Exercise details:
Can you restate the lines of the entries below, word for word, from the first one through the line that includes "returning (), I'd"?

Items listed in a dataset:
PR #1, opened 2016-07-10
Recipes for StatsBase.Histogram

oschulz:


oschulz:
Needs more work - :bar and :heatmap are, in the end, not the dial way to draw histograms.

src/hist.jl
```diff
@@ -1,5 +1,28 @@
 
 # ---------------------------------------------------------------------------
+# StatsBase.Histogram
+
+_hist_edge_centers(edge::AbstractVector) = (edge[2:end] + edge[1:end-1]) / 2
+
+@recipe function f{T, E}(h::Histogram{T, 1, E})
+    x := _hist_edge_centers(h.edges[1])
+    y := h.weights
+    seriestype := :bar
```
tbreloff: I think this should use `-->`, not `:=`.  This way someone can draw a path or something else if they want.

Instead of setting x and y and returning `()`, I'd just return the centers and weights as a tuple.  Otherwise you'll lose proper processing of the fillrange.

oschulz:
> Instead of setting x and y and returning (), I'd just return the centers and weights as a tuple. Otherwise you'll lose proper processing of the fillrange.

Thanks - I was wondering what the recommended way was - I stole the `x := ..., y := ...` from recipes.jl in Plots. ;-)

oschulz:
> I think this should use -->, not :=. This way someone can draw a path or something else if they want.

Well, this will change anyhow, as I'm going away from the simplistic edge-centers to support histograms with non-uniform binning.

tbreloff:
Ok. Just keep in mind... Is this a setting the user might want to override?
Then use '-->'

Regarding setting x/y... The rule of thumb is that "user recipes" and "type
recipes" should return the data arguments, and "plot recipes" and "series
recipes" should return an empy tuple.

oschulz:
Still under development ...

ChrisRackauckas:
Note that the convention is usually to put [WIP] in-front of the PR for "Work In Progress"

oschulz:
Thanks for the tip, @ChrisRackauckas!

oschulz:
I hope to get back on this, soon.

oschulz:
Getting back on this, now.

mkborregaard:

Your solution:
PR #1, opened 2016-07-10
Recipes for StatsBase.Histogram

oschulz:


oschulz:
Needs more work - :bar and :heatmap are, in the end, not the dial way to draw histograms.

src/hist.jl
```diff
@@ -1,5 +1,28 @@
 
 # ---------------------------------------------------------------------------
+# StatsBase.Histogram
+
+_hist_edge_centers(edge::AbstractVector) = (edge[2:end] + edge[1:end-1]) / 2
+
+@recipe function f{T, E}(h::Histogram{T, 1, E})
+    x := _hist_edge_centers(h.edges[1])
+    y := h.weights
+    seriestype := :bar
```
tbreloff: I think this should use `-->`, not `:=`.  This way someone can draw a path or something else if they want.

Instead of setting x and y and returning `()`, I'd just return the centers and weights as a tuple.  Otherwise you'll lose proper processing of the fillrange.

oschulz:
> Instead of setting x and y and returning (), I'd just return the centers and weights as a tuple. Otherwise you'll lose proper processing of the fillrange.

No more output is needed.